(Stored data)
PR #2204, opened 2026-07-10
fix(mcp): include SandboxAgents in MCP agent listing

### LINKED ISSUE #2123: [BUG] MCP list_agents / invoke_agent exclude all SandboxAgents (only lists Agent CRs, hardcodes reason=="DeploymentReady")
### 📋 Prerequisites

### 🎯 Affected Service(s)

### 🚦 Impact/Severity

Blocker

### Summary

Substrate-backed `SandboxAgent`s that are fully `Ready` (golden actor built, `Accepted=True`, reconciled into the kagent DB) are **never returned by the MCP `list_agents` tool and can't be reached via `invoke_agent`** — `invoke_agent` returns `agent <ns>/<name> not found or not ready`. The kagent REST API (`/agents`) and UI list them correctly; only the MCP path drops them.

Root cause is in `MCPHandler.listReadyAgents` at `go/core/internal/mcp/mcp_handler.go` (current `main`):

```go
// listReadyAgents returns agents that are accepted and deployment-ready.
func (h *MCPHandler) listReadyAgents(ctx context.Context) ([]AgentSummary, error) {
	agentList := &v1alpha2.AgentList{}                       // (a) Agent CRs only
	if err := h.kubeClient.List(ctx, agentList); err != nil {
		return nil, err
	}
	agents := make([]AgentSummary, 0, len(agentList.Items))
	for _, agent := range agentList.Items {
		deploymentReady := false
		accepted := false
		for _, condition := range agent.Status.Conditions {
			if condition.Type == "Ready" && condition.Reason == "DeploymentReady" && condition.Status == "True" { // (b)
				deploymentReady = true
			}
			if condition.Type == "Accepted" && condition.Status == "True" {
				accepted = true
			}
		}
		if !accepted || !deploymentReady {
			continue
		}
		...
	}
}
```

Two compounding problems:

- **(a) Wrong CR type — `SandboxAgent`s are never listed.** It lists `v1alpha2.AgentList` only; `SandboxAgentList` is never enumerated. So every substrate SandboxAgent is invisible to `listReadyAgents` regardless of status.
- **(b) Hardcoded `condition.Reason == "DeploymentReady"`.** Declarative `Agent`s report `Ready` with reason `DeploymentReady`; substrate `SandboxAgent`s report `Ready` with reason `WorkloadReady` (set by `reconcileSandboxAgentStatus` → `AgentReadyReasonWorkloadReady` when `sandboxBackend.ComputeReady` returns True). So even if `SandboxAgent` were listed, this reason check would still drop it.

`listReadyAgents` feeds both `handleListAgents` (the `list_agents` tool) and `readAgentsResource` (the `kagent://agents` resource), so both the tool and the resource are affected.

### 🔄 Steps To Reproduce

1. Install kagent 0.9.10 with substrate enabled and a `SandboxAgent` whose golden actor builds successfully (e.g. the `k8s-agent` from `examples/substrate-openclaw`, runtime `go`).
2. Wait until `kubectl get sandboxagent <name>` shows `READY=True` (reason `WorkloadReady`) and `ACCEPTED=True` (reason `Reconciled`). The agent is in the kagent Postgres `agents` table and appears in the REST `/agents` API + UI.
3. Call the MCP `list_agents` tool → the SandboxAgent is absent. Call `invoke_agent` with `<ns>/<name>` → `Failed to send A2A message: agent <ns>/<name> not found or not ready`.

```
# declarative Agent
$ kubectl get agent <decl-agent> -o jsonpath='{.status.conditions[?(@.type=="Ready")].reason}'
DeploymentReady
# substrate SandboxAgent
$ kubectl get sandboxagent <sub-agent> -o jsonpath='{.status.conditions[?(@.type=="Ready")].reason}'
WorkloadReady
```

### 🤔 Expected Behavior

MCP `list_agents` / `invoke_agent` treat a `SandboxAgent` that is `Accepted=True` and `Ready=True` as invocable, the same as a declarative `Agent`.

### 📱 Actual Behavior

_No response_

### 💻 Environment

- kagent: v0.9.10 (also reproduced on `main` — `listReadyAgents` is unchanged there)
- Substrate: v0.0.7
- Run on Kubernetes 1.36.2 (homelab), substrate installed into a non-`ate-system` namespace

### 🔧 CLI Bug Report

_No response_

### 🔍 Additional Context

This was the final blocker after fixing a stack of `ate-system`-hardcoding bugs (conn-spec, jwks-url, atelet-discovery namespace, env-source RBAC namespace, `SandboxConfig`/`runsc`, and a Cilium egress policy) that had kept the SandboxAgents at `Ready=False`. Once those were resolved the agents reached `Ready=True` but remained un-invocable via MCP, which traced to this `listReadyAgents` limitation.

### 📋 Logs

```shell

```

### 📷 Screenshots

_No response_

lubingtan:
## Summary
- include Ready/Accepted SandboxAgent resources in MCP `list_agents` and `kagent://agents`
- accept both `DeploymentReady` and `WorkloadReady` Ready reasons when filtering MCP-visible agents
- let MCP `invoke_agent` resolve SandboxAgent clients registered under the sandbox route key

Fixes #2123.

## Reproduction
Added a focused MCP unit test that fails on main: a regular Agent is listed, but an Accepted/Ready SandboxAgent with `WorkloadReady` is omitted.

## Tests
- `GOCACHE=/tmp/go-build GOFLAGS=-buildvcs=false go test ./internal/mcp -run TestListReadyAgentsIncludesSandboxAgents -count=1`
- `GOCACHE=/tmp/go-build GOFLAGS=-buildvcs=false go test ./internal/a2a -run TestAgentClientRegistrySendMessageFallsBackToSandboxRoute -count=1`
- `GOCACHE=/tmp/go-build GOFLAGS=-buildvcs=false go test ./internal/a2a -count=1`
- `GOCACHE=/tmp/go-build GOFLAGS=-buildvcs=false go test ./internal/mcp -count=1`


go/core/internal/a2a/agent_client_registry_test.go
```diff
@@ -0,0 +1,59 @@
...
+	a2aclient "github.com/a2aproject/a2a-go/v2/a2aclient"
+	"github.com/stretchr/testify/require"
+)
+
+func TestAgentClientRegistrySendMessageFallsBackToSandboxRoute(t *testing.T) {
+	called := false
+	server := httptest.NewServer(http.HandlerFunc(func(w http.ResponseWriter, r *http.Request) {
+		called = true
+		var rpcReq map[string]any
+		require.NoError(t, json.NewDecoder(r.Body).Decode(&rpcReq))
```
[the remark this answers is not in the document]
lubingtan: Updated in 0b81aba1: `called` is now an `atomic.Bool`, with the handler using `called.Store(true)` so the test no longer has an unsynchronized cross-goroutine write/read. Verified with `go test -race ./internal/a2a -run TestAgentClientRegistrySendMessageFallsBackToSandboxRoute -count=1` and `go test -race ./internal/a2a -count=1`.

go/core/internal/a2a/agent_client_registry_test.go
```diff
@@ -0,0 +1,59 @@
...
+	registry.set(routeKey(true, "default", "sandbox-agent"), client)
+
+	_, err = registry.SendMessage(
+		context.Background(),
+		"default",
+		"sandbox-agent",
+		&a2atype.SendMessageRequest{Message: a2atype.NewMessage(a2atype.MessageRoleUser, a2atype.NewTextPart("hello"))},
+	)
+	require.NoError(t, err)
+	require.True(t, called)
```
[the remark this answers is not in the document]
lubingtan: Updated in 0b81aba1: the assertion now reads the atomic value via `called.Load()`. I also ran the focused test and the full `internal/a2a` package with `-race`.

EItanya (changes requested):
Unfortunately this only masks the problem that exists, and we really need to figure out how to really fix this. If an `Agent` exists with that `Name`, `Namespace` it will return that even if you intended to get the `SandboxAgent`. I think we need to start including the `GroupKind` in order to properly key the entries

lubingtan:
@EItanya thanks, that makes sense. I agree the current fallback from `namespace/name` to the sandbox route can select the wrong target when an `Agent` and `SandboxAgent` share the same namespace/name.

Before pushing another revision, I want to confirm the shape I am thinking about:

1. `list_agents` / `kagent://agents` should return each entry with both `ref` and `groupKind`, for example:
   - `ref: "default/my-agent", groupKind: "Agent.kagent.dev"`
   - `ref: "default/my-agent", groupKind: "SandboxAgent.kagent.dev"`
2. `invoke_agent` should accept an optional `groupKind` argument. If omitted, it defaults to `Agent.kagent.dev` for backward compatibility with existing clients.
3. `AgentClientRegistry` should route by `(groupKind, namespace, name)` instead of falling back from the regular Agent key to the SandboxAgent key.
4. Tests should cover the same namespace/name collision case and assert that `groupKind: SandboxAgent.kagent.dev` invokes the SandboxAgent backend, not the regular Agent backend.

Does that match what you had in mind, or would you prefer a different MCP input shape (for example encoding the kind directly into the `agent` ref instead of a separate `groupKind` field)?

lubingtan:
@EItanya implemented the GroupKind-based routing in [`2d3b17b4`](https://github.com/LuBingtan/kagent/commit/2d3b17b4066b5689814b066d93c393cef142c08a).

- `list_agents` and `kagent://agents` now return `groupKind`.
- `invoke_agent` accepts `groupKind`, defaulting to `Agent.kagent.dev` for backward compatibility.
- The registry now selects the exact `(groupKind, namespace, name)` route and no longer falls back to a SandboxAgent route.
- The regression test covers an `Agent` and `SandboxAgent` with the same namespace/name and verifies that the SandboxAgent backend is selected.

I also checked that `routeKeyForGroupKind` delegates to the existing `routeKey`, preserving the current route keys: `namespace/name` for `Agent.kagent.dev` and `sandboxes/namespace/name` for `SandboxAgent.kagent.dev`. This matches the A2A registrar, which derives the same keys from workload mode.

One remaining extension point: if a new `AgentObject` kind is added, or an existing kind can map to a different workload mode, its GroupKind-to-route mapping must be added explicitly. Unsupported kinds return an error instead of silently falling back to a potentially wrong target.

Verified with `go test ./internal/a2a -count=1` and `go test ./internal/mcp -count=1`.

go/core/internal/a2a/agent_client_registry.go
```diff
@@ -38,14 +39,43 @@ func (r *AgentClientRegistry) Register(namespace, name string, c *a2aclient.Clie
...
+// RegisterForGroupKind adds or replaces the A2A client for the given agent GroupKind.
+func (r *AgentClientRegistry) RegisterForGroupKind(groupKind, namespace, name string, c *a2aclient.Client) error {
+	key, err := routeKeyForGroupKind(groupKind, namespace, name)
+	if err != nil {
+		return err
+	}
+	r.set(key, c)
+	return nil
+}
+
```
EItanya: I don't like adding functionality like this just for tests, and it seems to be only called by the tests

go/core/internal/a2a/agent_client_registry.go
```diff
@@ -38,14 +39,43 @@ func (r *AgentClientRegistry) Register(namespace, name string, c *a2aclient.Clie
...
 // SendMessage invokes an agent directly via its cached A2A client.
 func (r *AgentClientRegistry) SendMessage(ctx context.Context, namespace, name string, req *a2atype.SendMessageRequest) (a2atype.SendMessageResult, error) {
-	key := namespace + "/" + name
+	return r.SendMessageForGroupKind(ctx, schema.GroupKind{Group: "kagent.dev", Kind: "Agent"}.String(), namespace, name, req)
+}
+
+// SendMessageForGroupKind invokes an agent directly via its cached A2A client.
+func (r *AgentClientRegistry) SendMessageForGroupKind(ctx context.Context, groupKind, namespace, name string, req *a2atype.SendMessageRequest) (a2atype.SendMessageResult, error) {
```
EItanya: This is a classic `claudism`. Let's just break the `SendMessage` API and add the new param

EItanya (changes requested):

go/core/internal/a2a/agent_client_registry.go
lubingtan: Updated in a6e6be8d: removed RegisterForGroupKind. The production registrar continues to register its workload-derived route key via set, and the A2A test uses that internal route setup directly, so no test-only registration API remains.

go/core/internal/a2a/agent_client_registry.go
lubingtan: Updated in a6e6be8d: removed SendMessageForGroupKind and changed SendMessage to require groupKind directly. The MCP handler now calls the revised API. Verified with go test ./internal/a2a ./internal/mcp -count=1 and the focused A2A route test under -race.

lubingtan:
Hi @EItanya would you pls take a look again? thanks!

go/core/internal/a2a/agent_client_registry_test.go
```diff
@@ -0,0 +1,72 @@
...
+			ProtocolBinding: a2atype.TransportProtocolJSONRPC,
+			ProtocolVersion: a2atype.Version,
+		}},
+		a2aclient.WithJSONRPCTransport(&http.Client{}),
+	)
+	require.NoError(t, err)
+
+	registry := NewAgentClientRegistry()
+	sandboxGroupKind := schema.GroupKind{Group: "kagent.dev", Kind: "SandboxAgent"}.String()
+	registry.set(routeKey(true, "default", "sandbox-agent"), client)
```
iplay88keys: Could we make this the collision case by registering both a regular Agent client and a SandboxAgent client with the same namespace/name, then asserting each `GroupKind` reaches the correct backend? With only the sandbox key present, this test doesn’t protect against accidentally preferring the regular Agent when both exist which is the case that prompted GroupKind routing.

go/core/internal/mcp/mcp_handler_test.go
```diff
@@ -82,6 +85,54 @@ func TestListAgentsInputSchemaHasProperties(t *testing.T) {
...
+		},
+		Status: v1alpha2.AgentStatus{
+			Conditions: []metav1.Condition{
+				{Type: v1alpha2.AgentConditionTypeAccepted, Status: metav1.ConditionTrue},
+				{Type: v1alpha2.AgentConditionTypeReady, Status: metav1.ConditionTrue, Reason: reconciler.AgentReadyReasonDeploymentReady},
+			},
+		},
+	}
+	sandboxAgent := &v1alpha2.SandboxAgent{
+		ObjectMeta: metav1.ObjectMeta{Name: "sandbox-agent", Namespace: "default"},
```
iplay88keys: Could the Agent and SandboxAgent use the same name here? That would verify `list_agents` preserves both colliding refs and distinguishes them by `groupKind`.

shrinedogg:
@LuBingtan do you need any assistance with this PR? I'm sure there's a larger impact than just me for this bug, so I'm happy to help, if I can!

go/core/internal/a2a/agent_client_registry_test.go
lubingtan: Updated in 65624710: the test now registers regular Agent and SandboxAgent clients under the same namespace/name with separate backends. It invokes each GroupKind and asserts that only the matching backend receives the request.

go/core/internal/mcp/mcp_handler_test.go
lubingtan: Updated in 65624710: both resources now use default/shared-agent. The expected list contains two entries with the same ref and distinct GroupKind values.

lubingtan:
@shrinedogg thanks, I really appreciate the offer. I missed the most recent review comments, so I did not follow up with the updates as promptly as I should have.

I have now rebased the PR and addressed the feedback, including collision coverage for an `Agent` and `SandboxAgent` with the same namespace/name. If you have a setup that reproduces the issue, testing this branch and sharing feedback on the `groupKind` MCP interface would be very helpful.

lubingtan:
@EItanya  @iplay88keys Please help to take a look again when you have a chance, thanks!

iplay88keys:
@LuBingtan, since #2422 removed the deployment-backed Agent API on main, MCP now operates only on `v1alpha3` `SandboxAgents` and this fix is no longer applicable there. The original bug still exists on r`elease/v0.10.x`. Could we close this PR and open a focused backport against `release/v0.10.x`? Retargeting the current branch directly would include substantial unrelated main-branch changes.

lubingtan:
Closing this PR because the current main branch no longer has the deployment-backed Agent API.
==
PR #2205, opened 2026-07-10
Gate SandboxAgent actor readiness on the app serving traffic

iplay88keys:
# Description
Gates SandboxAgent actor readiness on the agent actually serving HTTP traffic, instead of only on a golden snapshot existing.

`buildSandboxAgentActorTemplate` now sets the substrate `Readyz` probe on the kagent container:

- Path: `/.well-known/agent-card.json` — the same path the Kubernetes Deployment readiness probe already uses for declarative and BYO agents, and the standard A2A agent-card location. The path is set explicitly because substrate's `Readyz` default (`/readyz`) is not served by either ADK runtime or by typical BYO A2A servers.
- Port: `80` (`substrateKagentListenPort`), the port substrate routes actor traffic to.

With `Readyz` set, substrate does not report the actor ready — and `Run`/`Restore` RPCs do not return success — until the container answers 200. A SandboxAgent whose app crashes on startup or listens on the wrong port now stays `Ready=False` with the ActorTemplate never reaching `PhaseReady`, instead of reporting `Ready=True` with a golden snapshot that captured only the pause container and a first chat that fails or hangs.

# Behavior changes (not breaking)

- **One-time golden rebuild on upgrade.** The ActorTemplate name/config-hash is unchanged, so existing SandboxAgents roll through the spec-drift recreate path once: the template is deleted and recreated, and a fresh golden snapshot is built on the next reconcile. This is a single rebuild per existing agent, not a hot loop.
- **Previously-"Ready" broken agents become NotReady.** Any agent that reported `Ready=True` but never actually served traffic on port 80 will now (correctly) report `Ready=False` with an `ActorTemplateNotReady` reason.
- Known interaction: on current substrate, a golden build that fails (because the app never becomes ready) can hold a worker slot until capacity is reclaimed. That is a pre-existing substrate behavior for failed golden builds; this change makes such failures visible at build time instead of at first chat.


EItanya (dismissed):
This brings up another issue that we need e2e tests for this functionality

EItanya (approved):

**THE PROBLEM**
Please, from the entries above, set down exactly the lines from the one containing "PR #2204, opened 2026-07-10" through the one containing "### 📋 Prerequisites", and only those.

**RESPONSE BOX**
PR #2204, opened 2026-07-10
fix(mcp): include SandboxAgents in MCP agent listing

### LINKED ISSUE #2123: [BUG] MCP list_agents / invoke_agent exclude all SandboxAgents (only lists Agent CRs, hardcodes reason=="DeploymentReady")
### 📋 Prerequisites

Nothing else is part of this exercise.